I lived alone in Dubai, didn't find it a challenge as I'd previously lived alone in Spain for 5 years, at least in Dubai, everything is in English as well as the national language of Arabic, so no need to learn a new language as I previously did in Spain.

Hope you enjoy Dubai, good luck and keep posting!


----------



## crazymazy1980 (Aug 2, 2008)

Pasanada said:


> I lived in Dubai for 6 months this year, considering job offers in Iraq and Afghanistan but currently sat in gloomy Wiltshire!


Kabul, Baghdad or Cricklade...

...I think out of those three Kabul was the best. Although I feel like Salisbury Plain is like a second home.

Though at least they're getting rid of the speed cameras.


----------



## Pasanada (Feb 5, 2008)

Well, I'm told by friends in Iraq that now is a safer time than ever.....my initial Afghan trip was postponed earlier this year as the Taliban were kidnapping alot of foreigners and as for Salisbury Plain, just stick to the roads...........LMAO!

I'm presuming you're ex military, Mazy?


----------



## meninaJANA (Sep 5, 2008)

Hi everybody!!! My name is Janayna Velozo, called "meninaJANA" (Jana girl) here in Brazil where I live. I'm moving to Dubai in december this year, to work as a graphic designer. The company is located in Deira, so it would be very nice to find a place to live (or share) near it. I have something about 4,000dhs/month to spend with rent and I will love to share with people of other nationalities!

jana.


----------



## crazymazy1980 (Aug 2, 2008)

Pasanada said:


> Well, I'm told by friends in Iraq that now is a safer time than ever.....my initial Afghan trip was postponed earlier this year as the Taliban were kidnapping alot of foreigners and as for Salisbury Plain, just stick to the roads...........LMAO!
> 
> I'm presuming you're ex military, Mazy?


Iraq does seems to be quietening down, Kabul is still quite dangerous, lots of crime, foreigners being robbed, kidnapped and killed.

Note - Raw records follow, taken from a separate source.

PR #4028, opened 2023-10-29
A temporary endgame tweak for a little bit more "flow" until the real endgame is committed after the revamp.

Agetian:


Simisays (approved):
👍 thanks !

PR #4029, opened 2023-10-29
WHO: become_the_pilot.txt (and some tidying)

Northmoc:


forge-gui/res/cardsfolder/t/tromokratis.txt
```diff
@@ -3,5 +3,5 @@ ManaCost:5 U U
 Types:Legendary Creature Kraken
 PT:8/8
 S:Mode$ Continuous | Affected$ Card.Self+notattacking+notblocking | AddKeyword$ Hexproof | Description$ CARDNAME has hexproof unless it's attacking or blocking.
-K:CARDNAME can't be blocked unless all creatures defending player controls block it.
+S:Mode$ MinMaxBlocker | ValidCard$ Card.Self | Min$ Count$Valid Creature.DefenderCtrl | Secondary$ True | Description$ CARDNAME can't be blocked unless all creatures defending player controls block it. (If any creature that player controls doesn't block this creature, it can't be blocked.)
```
tool4ever, line 6: why secondary?

tool4ever, line 6: @Northmoc 
somehow I don't think this can work in all cases, because DefenderCtrl needs it to be an declared attacker already
but this check is usually run preemptively...

forge-gui/res/cardsfolder/upcoming/become_the_pilot.txt
```diff
@@ -0,0 +1,9 @@
+Name:Become the Pilot
+ManaCost:3 U U
+Types:Enchantment Aura
+K:Enchant noncommander creature
+A:SP$ Attach | ValidTgts$ Creature.IsNotCommander | TgtPrompt$ Select target noncommander creature | AILogic$ GainControl
+S:Mode$ Continuous | Affected$ Creature.EnchantedBy | GainControl$ You | Description$ You control enchanted creature.
+S:Mode$ Continuous | Affected$ Creature.EnchantedBy | AddPower$ 2 | AddToughness$ 2 | Description$ Enchanted creature gets +2/+2 and can't be blocked unless it's attacking its owner or a permanent its owner controls.
+S:Mode$ CantBlockBy | ValidAttacker$ Creature.EnchantedBy | ValidBlocker$ Creature.!ControlledBy EnchantedOwner | Secondary$ True
```
tool4ever, line 8: don't need secondary without text?

forge-gui/res/cardsfolder/upcoming/become_the_pilot.txt
```diff
@@ -0,0 +1,9 @@
+Name:Become the Pilot
+ManaCost:3 U U
+Types:Enchantment Aura
+K:Enchant noncommander creature
+A:SP$ Attach | ValidTgts$ Creature.IsNotCommander | TgtPrompt$ Select target noncommander creature | AILogic$ GainControl
+S:Mode$ Continuous | Affected$ Creature.EnchantedBy | GainControl$ You | Description$ You control enchanted creature.
```
tool4ever, line 6: @Hanmac
the GainControl$ could be merged with the other or does it matter?

Hanmac: From the oracle it's two abilities

forge-gui/res/cardsfolder/t/tromokratis.txt
Northmoc: The check does run a whole bunch, too

Is there a case I should check?

tool4ever: this call in `AiAttackController.doAssault()` is done before attackers get declared:
image

so maybe it miscalculates, though arguably it isn't that big of a deal

Northmoc: This restores the old code without going back to the keyword... and now Player defender is actually used in applyMinMaxBlockerAbility, so that's nice

Seems like it should be no worse than before now?

tool4ever: seems good :)

tool4ever (approved):

PR #4043, opened 2023-10-31
LCI: deeproot_pilgrimage.txt and support (TapAllTrigger)

Northmoc:


forge-game/src/main/java/forge/game/ability/effects/RegenerationEffect.java
```diff
@@ -25,6 +30,7 @@ public void resolve(SpellAbility sa) {
             c.setDamage(0);
             c.setHasBeenDealtDeathtouchDamage(false);
             c.tap(true, cause, c.getController());
```
Hanmac, line 32: Shouldn't tap return bool to check if it has changed?

Northmoc: Currently Card.tap is void – want me to refactor it to boolean?

Hanmac: Yeah boolean would be better to return if has really changed

Northmoc: Oops thought I pushed this update

forge-game/src/main/java/forge/game/cost/CostPartWithList.java
```diff
@@ -136,9 +140,17 @@ protected boolean executePayment(Player payer, SpellAbility ability, CardCollect
             }
             cardList.addAll(doListPayment(payer, ability, targetCards, effect));
         } else {
+            CardCollection tapped = new CardCollection();
```
tool4ever, line 143: you could try to implement `canPayListAtOnce()` for `CostTapType`
then this can moved there for cleaner structure

Northmoc: Seems to work!

Hanmac (approved):

PR #4047, opened 2023-10-31
Landfall updates

edg444:
Updated 17 cards that were retroactively given the Landfall ability word. I've tested the changes I made and believe they are the only ones necessary, but if more needs to be done. let me know and I can do another request, or someone else can handle it.


Northmoc (approved):
👍

PR #4072, opened 2023-11-01
Adventure - Garruk river cleanup

jjayers99:
Fixed collision under bridge, moved all river tiles to layer "Lowest Background"


Simisays (approved):
👍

...I may have been seen once or twice in a fetching shade of desert DPM


----------



## Pasanada (Feb 5, 2008)

Lol you know, my girlfriends think I have the perfect lifestyle and jobs, working with all those men in dashing DPM (not sure about the Cam though!!) but after 12 years of being around the boys, I don't get terrible excited anymore and actually see people rather than sex gods in uniform! LOL

Menina, welcome to the Forum, good luck with your move and hope you enjoy Diera! I can thoroughly recommend a good shisha bar there if you're interested!


----------



## meninaJANA (Sep 5, 2008)

Thanks Pasanada!! I will love to!


----------



## Spellbound (Sep 4, 2008)

What type of work do you all do, and which area of Dubai are you in/will you be in?

Pasanada, thanks for the kind wishes.


----------



## Pasanada (Feb 5, 2008)

Ok, it's at the K-Port Inn, in the basement. You'll find many Arab gentlemen in there but don't let that put you off. There is also a nightclub (discotheque in Spanish although I presume you speak Portugese?, don't want to confuse the 2  ) which is open every night until 3am.

Just don't wander around the back streets of the hotel, there are some unsavoury characters lurking about, as friends of mine discovered, and the odd Chinese "chicas de noche" that hang about on the street corners!

Another place to visit is the Lotas Hotel across from K-Port, I enjoyed the belly dancing performances in there!


----------



## meninaJANA (Sep 5, 2008)

Spellbound said:


> What type of work do you all do, and which area of Dubai are you in/will you be in?
> 
> Pasanada, thanks for the kind wishes.


I'll work at Dubai as a Senior Graphic Designer, but I don't have a place to stay yet.

jana.


----------



## Pasanada (Feb 5, 2008)

I'm in transit right now but was selling armoured vehicles to war zones when I was working in Dubai!


----------



## buglet (Sep 2, 2008)

I am a newbie - I fly out to Dubai next Thursday - very nervous - but excited! I'm 28 and from an extremely rainy and wet Reading!


----------



## crazymazy1980 (Aug 2, 2008)

Pasanada said:


> I'm in transit right now but was selling armoured vehicles to war zones when I was working in Dubai!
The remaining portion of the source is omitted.